On 16/04/2019 08:56, Tadahiko Ito wrote:
On Tuesday, April 2, 2019 at 9:36:06 AM UTC+9, Brian Smith wrote:

I agree the requirements are already clear. The problem is not the clarity
of the requirements. Anybody can define a new EKU because EKUs are listed
in the certificate by OIDs, and anybody can make up an EKU. A standard
isn't required for a new OID. Further, not agreeing on a specific EKU OID
for a particular kind of usage is poor practice, and we should discourage
that poor practice.


It is good that anyone can make OID, so we do not need to violate policy.

However, I have following concerns with increasing private OIDs in the world.
-I think that OID should be CA’s private OID or public OID. because, in the 
case of a CA is going to out of business, and that business was cared by 
another CA, we would not want those two CA using same OID for different usage.
-In the other hand, CA’s private OIDs will reduce interoperability, which seems 
to be problematic,
-web browser might just ignore private OIDs, but I am not sure other 
certificate verification applications,
which is used for certificate of that private EKU OID.

over all, I think we should have some kind of public OIDs, at least for widely 
use purpose.

I believe if it were used for internet, we can write Internet-Draft, and ask 
OIDs on RFC3280 EKU repo.
#I am planing to try that.


The common way to create an OID is to get an OID assigned to your (CA)
business, either through a national standards organization or by getting
an "enterprise ID" from IANA.

Then append self-chosen suffixes to subdivide your new (near infinite)
OID name space.  For example, if your national standards organization
assigned your CA the OID "9.99.999.9999" (not actually a valid OID btw),
you could subdivide like this (fun example).

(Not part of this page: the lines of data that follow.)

PR #807, opened 2020-10-15
Misc fixes for issues encountered in testing

gkinsman:
This PR wraps up a number of fixes for situations and issues I've encountered while testing JS 7 in a real app.

- Interrogation:  
  - Remove serialization of full RegionEndpoint type and just use the SystemName

- Queue Creation:
  - Remove bool return on topic creation and just use exceptions (the return value wasn't used outside tests.
    - This means that there's no observable difference between calling CreateAsync on a queue that does/does not exist. Exceptions are thrown in error cases.
  - No longer cache queues by region, because we don't support multiple regions anymore
  - Little more logging during queue/topic existence checks
  - More null checks to fail fast on startup
- Monitoring
  - Add a test for IMessageMonitor to ensure the key monitor methods are called
- MessageAttributes
  - The correct data type for string attributes is "String" and not "StringValue". LocalStack will just return what its given, but real AWS will not filter queues or return the attributes.
- Formatting
  - Formatted touched files to match the editorconfig


src/JustSaying/AwsTools/MessageHandling/SqsQueueByName.cs
```diff
@@ -38,6 +39,10 @@ public override async Task<bool> CreateAsync(SqsBasicConfiguration queueConfig,
                         }).ConfigureAwait(false);
                     }
                 }
+                else
+                {
+                    Logger.LogInformation("Error Queue {QueueName} already exists, skipping", ErrorQueue.QueueName);
```
martincostello, line 44:
```suggestion
                    Logger.LogInformation("Error queue {QueueName} already exists, skipping", ErrorQueue.QueueName);
```

src/JustSaying/AwsTools/QueueCreation/AmazonQueueCreator.cs
```diff
@@ -111,6 +104,11 @@ public QueueWithAsyncStartup<SqsQueueByName> EnsureQueueExists(string region, Sq
             IAmazonSimpleNotificationService amazonSimpleNotificationService,
             string topicArn, IAmazonSQS amazonSQS, Uri queueUrl, string filterPolicy)
         {
+            if(amazonSimpleNotificationService == null) throw new ArgumentNullException(nameof(amazonSimpleNotificationService));
```
martincostello, line 107:
```suggestion
            if (amazonSimpleNotificationService == null) throw new ArgumentNullException(nameof(amazonSimpleNotificationService));
```

src/JustSaying/AwsTools/QueueCreation/AmazonQueueCreator.cs
```diff
@@ -111,6 +104,11 @@ public QueueWithAsyncStartup<SqsQueueByName> EnsureQueueExists(string region, Sq
...
+            if (amazonSQS == null) throw new ArgumentNullException(nameof(amazonSQS));
+            if (queueUrl == null) throw new ArgumentNullException(nameof(queueUrl));
+            if (string.IsNullOrEmpty(topicArn)) throw new ArgumentException("topicArn cannot be null or empty", nameof(topicArn));
```
martincostello, line 110:
```suggestion
            if (string.IsNullOrEmpty(topicArn)) throw new ArgumentException("topicArn cannot be null or empty.", nameof(topicArn));
```

src/JustSaying/JustSayingBus.cs
```diff
@@ -194,7 +194,7 @@ private async Task RunImplAsync(CancellationToken stoppingToken)
             catch (OperationCanceledException)
             {
                 _log.LogDebug("Suppressed an exception of type {ExceptionType} which likely" +
```
martincostello, line 196: I think it would be clearer to add the space to the end of the previous sentence (or just put it on one line, the splitting it into two doesn't really seem necessary other than arbitrary length length).

tests/JustSaying.IntegrationTests/Fluent/Configuration/WhenUsingACustomSubjectProvider.cs
```diff
@@ -53,17 +53,21 @@ public async Task ThenItIsUsed()
                     await listener.StartAsync(cancellationToken);
                     await publisher.StartAsync(cancellationToken);
 
-                    // Let's send an OrderPlaced, but the subject will be SimpleMessage
+                    // Let's send an OrderPlaced, but the subject will be a guid
```
martincostello, line 56:
```suggestion
                    // Let's send an OrderPlaced, but the subject will be a GUID
```

tests/JustSaying.IntegrationTests/Fluent/IntegrationTestBase.cs
```diff
@@ -123,5 +123,6 @@ protected async Task RunActionWithTimeout(Func<CancellationToken, Task> action)
                 await actionTask;
             }
         }
+
```
martincostello, line 126:
```suggestion
```

tests/JustSaying.TestingFramework/TrackingLoggingMonitor.cs
```diff
@@ -11,7 +11,7 @@ public class TrackingLoggingMonitor : IMessageMonitor
     {
         private readonly ILogger _logger;
 
-        public TrackingLoggingMonitor(ILogger logger)
+        public TrackingLoggingMonitor(ILogger<IMessageMonitor> logger)
```
martincostello, line 14:
```suggestion
        public TrackingLoggingMonitor(ILogger<TrackingLoggingMonitor> logger)
```

tests/JustSaying.UnitTests/JustSayingBus/WhenPublishingMessageWithoutMonitor.cs
```diff
@@ -40,7 +40,7 @@ public void SettingANullMonitorSetsTheMonitorToNullOpMonitor()
         [Fact]
         public void SettingANewMonitorIsAccepted()
         {
-            SystemUnderTest.Monitor = new TrackingLoggingMonitor(NullLogger.Instance);
+            SystemUnderTest.Monitor = new TrackingLoggingMonitor(NullLogger<IMessageMonitor>.Instance);
```
martincostello, line 43:
```suggestion
            SystemUnderTest.Monitor = new TrackingLoggingMonitor(NullLogger<TrackingLoggingMonitor>.Instance);
```

tests/JustSaying.UnitTests/Messaging/Channels/MessageReceiveBufferTests/WhenSqsIsSlow.cs
```diff
@@ -35,7 +36,7 @@ public WhenSqsIsSlow(ITestOutputHelper testOutputHelper)
             queue.Uri.Returns(new Uri("http://test.com"));
             queue.Client.Returns(sqsClient);
             var monitor = new TestingFramework.TrackingLoggingMonitor(
-                loggerFactory.CreateLogger("Monitor"));
+                loggerFactory.CreateLogger<IMessageMonitor>());
```
martincostello, line 39:
```suggestion
                loggerFactory.CreateLogger<TrackingLoggingMonitor>());
```

tests/JustSaying.UnitTests/Messaging/Channels/MessageReceiveBufferTests/WhenSubscriberIsSlow.cs
```diff
@@ -34,7 +35,7 @@ public WhenSubscriberIsSlow(ITestOutputHelper testOutputHelper)
             queue.Uri.Returns(new Uri("http://test.com"));
             queue.Client.Returns(sqsClient);
             var monitor = new TestingFramework.TrackingLoggingMonitor(
-                loggerFactory.CreateLogger("Monitor"));
+                loggerFactory.CreateLogger<IMessageMonitor>());
```
martincostello, line 38:
```suggestion
                loggerFactory.CreateLogger<TrackingLoggingMonitor>());
```

tests/JustSaying.UnitTests/Messaging/Channels/MessageReceiveBufferTests/WhenThereAreNoSubscribers.cs
```diff
@@ -38,7 +39,7 @@ public WhenThereAreNoSubscribers(ITestOutputHelper testOutputHelper)
             queue.Uri.Returns(new Uri("http://test.com"));
             queue.Client.Returns(sqsClient);
             var monitor = new TestingFramework.TrackingLoggingMonitor(
-                loggerFactory.CreateLogger("Monitor"));
+                loggerFactory.CreateLogger<IMessageMonitor>());
```
martincostello, line 42:
```suggestion
                loggerFactory.CreateLogger<TrackingLoggingMonitor>());
```

tests/JustSaying.UnitTests/Messaging/Channels/SubscriptionGroupTests/BaseSubscriptionGroupTests.cs
```diff
@@ -62,7 +63,7 @@ private void GivenInternal()
         {
             Queues = new List<ISqsQueue>();
             Handler = new InspectableHandler<SimpleMessage>();
-            Monitor = new TrackingLoggingMonitor(Logger);
+            Monitor = new TrackingLoggingMonitor(LoggerFactory.CreateLogger<IMessageMonitor>());
```
martincostello, line 66:
```suggestion
            Monitor = new TrackingLoggingMonitor(LoggerFactory.CreateLogger<TrackingLoggingMonitor>());
```

src/JustSaying/AwsTools/MessageHandling/SnsTopicByName.cs
```diff
@@ -85,49 +85,49 @@ public override async Task<bool> ExistsAsync()
...
                 var response = await Client.CreateTopicAsync(new CreateTopicRequest(TopicName))
                     .ConfigureAwait(false);
 
-                if (!string.IsNullOrEmpty(response.TopicArn))
+                if (string.IsNullOrEmpty(response.TopicArn))
                 {
-                    Arn = response.TopicArn;
-                    _log.LogInformation("Created topic '{TopicName}' on ARN '{Arn}'.", TopicName, Arn);
-                    return true;
+                    _log.LogError("Failed to create topic or obtain ARN for topic {TopicName}", TopicName);
```
maurofranchi, line 97: I would not repeat the word `topic` as you are looking for the ARN of the created or existing topic. 
```suggestion
                    _log.LogError("Failed to create or obtain ARN for topic {TopicName}", TopicName);
```

src/JustSaying/AwsTools/MessageHandling/SnsTopicByName.cs
```diff
@@ -85,49 +85,49 @@ public override async Task<bool> ExistsAsync()
...
+                    throw new Exception($"Failed to create topic or receive ARN '{TopicName}'.");
```
maurofranchi, line 98: Why do you want to have a different error message?
```suggestion
                    throw new Exception($"Failed to create or obtain ARN for topic '{TopicName}'.");
```

src/JustSaying/AwsTools/MessageHandling/SnsTopicByName.cs
```diff
@@ -85,49 +85,49 @@ public override async Task<bool> ExistsAsync()
...
-
-            return created;
         }
 
         private async Task<ServerSideEncryption> ExtractServerSideEncryptionFromTopicAttributes()
         {
             var attributesResponse = await Client.GetTopicAttributesAsync(Arn).ConfigureAwait(false);
 
-            if (!attributesResponse.Attributes.TryGetValue(JustSayingConstants.AttributeEncryptionKeyId, out var encryptionKeyId))
+            if (!attributesResponse.Attributes.TryGetValue(JustSayingConstants.AttributeEncryptionKeyId,
```
maurofranchi, line 129:
```suggestion
            if (!attributesResponse.Attributes.TryGetValue(
                JustSayingConstants.AttributeEncryptionKeyId,
```

gkinsman: Not sure this one makes sense - I'm formatting with the editorconfig settings and this line doesn't pass the char limit.

src/JustSaying/JustSayingBus.cs
gkinsman: Done 👍

src/JustSaying/AwsTools/MessageHandling/SnsTopicByName.cs
gkinsman: Done 👍

src/JustSaying/AwsTools/MessageHandling/SnsTopicByName.cs
gkinsman: Fixed it up so they're the same 👍

src/JustSaying/AwsTools/MessageHandling/SnsTopicByName.cs
martincostello: Maybe just remove the "length" rule. It's causing so much code churn and making it less readable IMHO.

gkinsman: I think the churn is because we have many files that haven't been formatted before, so as we touch them and format them as they change. 

We could possibly do a global format, though it would likely invalidate Stu's other PR.

I think we're going to get churn with auto formatting rules regardless until everything is formatted with the ruleset. Personally I feel that auto formatting is a better solution than ad-hoc fixes in every PR.

martincostello: If it were, I wouldn't auto-format the files and only commit the changes I'm intentionally making.

gkinsman: I'm curious what your workflow is, as I'm keen to find a solution here! Do you use auto-format? If so is it just for the code you change? What if it's surrounded by unformatted code? 

If we were in a utopia where everything was already formatted, then it wouldn't really be a problem as the only changes that would exist after an auto-format would be the intentional changes.

Can we get there somehow? Do we want to?

martincostello: Visual Studio doesn't appear to be super-aggressive with formatting the whole document you're working on (VS Code is, for example) unless you specifically ask it to, and that's what I use. I don't have ReSharper either, I've never liked it.

Then I use GitHub Desktop as my Git client, and I manually deselect (or undo in the GHD UI) lines that aren't anything to do with what I'm trying to change.

I might bring a handful of fix-ups with me, but I won't generally do wholesale changes when others have to review it, as it just adds extra friction to the process of getting the PR over the line for merging. Otherwise you can end-up with a snowball effect where a few simple changes end up as a giant PR, with each bit of feedback being addressed changing more and more formatting.

If we want to make every single file be 100% compliant with the EditorConfig file, then that can be done separately as a dedicated piece of work if that's something we feel is worth doing.

JustSaying is 6+ years old and I'm not sure churning the whole codebase to hit an arbitrary formatting Nirvana is worth the time and investment given its used less these days with many workers being replaced with Lambdas with SQS triggers.

For my 2 cents, the EditorConfig is just there as a preference on entirely new code and edits to existing code, rather than a set of rules that must be obeyed. If we wanted formatting _rules_ I'd opt for StyleCop (which I use in my own projects).

maurofranchi: > Not sure this one makes sense - I'm formatting with the editorconfig settings and this line doesn't pass the char limit.

I simply suggested the change because on line 162 you put all the parameters on a separate line, so, for consistency, I thought you should do the same on this too. I didn't want to create a long thread about formatting conventions 😅

gkinsman: Thanks @martincostello, I appreciate your perspective. I'll avoid changing formatting going forward, and maybe consider doing a global format but as you say, there might not be a huge benefit. I tend to compulsively format on save in rider, so it can be a challenge to contribute to code bases without auto format rules setup 😅.

Thanks for your time and patience!

gkinsman: As for this specific comment, I've moved the parameter to the next line, so will resolve.

src/JustSaying/AwsTools/MessageHandling/SnsTopicByName.cs
```diff
@@ -126,7 +126,8 @@ private async Task<ServerSideEncryption> ExtractServerSideEncryptionFromTopicAtt
         {
             var attributesResponse = await Client.GetTopicAttributesAsync(Arn).ConfigureAwait(false);
 
-            if (!attributesResponse.Attributes.TryGetValue(JustSayingConstants.AttributeEncryptionKeyId,
+            if (!attributesResponse.Attributes.TryGetValue(
+                JustSayingConstants.AttributeEncryptionKeyId,
                 out var encryptionKeyId))
```
martincostello:
```suggestion
                    JustSayingConstants.AttributeEncryptionKeyId,
                    out var encryptionKeyId))
```

gkinsman:
Is this ready to merge @martincostello? 🙂

src/JustSaying/AwsTools/MessageHandling/SnsTopicByName.cs
```diff
@@ -85,49 +85,50 @@ public override async Task<bool> ExistsAsync()
...
                     .ConfigureAwait(false);
 
-                if (!string.IsNullOrEmpty(response.TopicArn))
+                if (string.IsNullOrEmpty(response.TopicArn))
                 {
-                    Arn = response.TopicArn;
-                    _log.LogInformation("Created topic '{TopicName}' on ARN '{Arn}'.", TopicName, Arn);
-                    return true;
+                    _log.LogError("Failed to create or obtain ARN for topic {TopicName}.", TopicName);
+                    throw new Exception($"Failed to create or obtain ARN for topic '{TopicName}'.");
```
martincostello, line 98: Let's use `InvalidOperationException` instead of `Exception`.

martincostello: Is there more context that can be added to the message here? Like something about the ARN not being retrieved?

src/JustSaying/AwsTools/QueueCreation/AmazonQueueCreator.cs
```diff
@@ -109,13 +108,27 @@ public QueueWithAsyncStartup<SqsQueueByName> EnsureQueueExists(string region, Sq
...
         private static async Task SubscribeQueueAndApplyFilterPolicyAsync(
             IAmazonSimpleNotificationService amazonSimpleNotificationService,
-            string topicArn, IAmazonSQS amazonSQS, Uri queueUrl, string filterPolicy)
+            string topicArn,
+            IAmazonSQS amazonSQS,
+            Uri queueUrl,
+            string filterPolicy)
         {
-            var subscriptionArn = await amazonSimpleNotificationService.SubscribeQueueAsync(topicArn, amazonSQS, queueUrl.AbsoluteUri)
+            if (amazonSimpleNotificationService == null)
```
martincostello, line 116: Don't necessarily have to change this, but I'm not a fan of the "line width" rule creating different indentation style for all these guard clauses.

Would be better either to have them all with braces, all indented below, or all on the same line. Having two different styles for 4 lines of code isn't great.

gkinsman: Yeah I think you're right, the line limit has started annoying me a bit too. Will turf it 👍

src/JustSaying/AwsTools/MessageHandling/SnsTopicByName.cs
gkinsman: Should we be throwing an InvalidOperationException for something the developer can't fix?

We can add the request id that comes back, but there's no error message or anything aside from a map of repsonse metadata. 

The message could be changed to be something closer to retrieval failure?

src/JustSaying/AwsTools/QueueCreation/AmazonQueueCreator.cs
gkinsman: Have removed the line wrap rule, and fixed up these checks 👍

src/JustSaying/AwsTools/MessageHandling/SnsTopicByName.cs
gkinsman: Have changed this a bit, let me know what you think.

src/JustSaying/AwsTools/QueueCreation/AmazonQueueCreator.cs
```diff
@@ -113,12 +113,10 @@ private static bool TopicExistsInAnotherAccount(SqsReadConfiguration queueConfig
...
             string filterPolicy)
         {
-            if (amazonSimpleNotificationService == null)
-                throw new ArgumentNullException(nameof(amazonSimpleNotificationService));
+            if (amazonSimpleNotificationService == null) throw new ArgumentNullException(nameof(amazonSimpleNotificationService));
             if (amazonSQS == null) throw new ArgumentNullException(nameof(amazonSQS));
             if (queueUrl == null) throw new ArgumentNullException(nameof(queueUrl));
-            if (string.IsNullOrEmpty(topicArn))
-                throw new ArgumentException("topicArn cannot be null or empty.", nameof(topicArn));
+            if (string.IsNullOrEmpty(topicArn)) throw new ArgumentException("topicArn cannot be null or empty.", nameof(topicArn));
```
martincostello, line 119:
```suggestion
            if (string.IsNullOrEmpty(topicArn)) throw new ArgumentException($"{nameof(topicArn)} cannot be null or empty.", nameof(topicArn));
```

martincostello (commented):
Final comment 😄

maurofranchi (approved):
👍

martincostello (approved):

9.99.999.9999.1  - Certificate policies
9.99.999.9999.1.1 - Your test certificates policy
9.99.999.9999.1.1.2019.3.12 - March 12, 2019 version of that policy
9.99.999.9999.1.2 - Your EV policy
9.99.999.9999.2  - EKUs
9.99.999.9999.2.1 - CA internal Database backup signatures
9.99.999.9999.2.2 - login certificates for the secure room door lock
9.99.999.9999.2.3 - Gateway certificates for custom protocol X
9.99.999.9999.3  - Custom DN elements
9.99.999.9999.3.1 - Paygrade
9.99.999.9999.4  - Certificate/CMS/CRL/OCSP extensions
9.99.999.9999.4.1 - Date and location of photo ID validation
9.99.999.9999.5  - Algorithms
9.99.999.9999.5.1 - Caesar encryption.
9.99.999.9999.5.2 - CRC8 hash
9.99.999.9999.99999 - East company division
9.99.999.9999.99999.999999.9999999 - This is getting silly.

Etc.

A different CA would have (by the hierarchical nature of the OID system)
a different assigned OID such as 9.88.999.9999 thus not overlapping.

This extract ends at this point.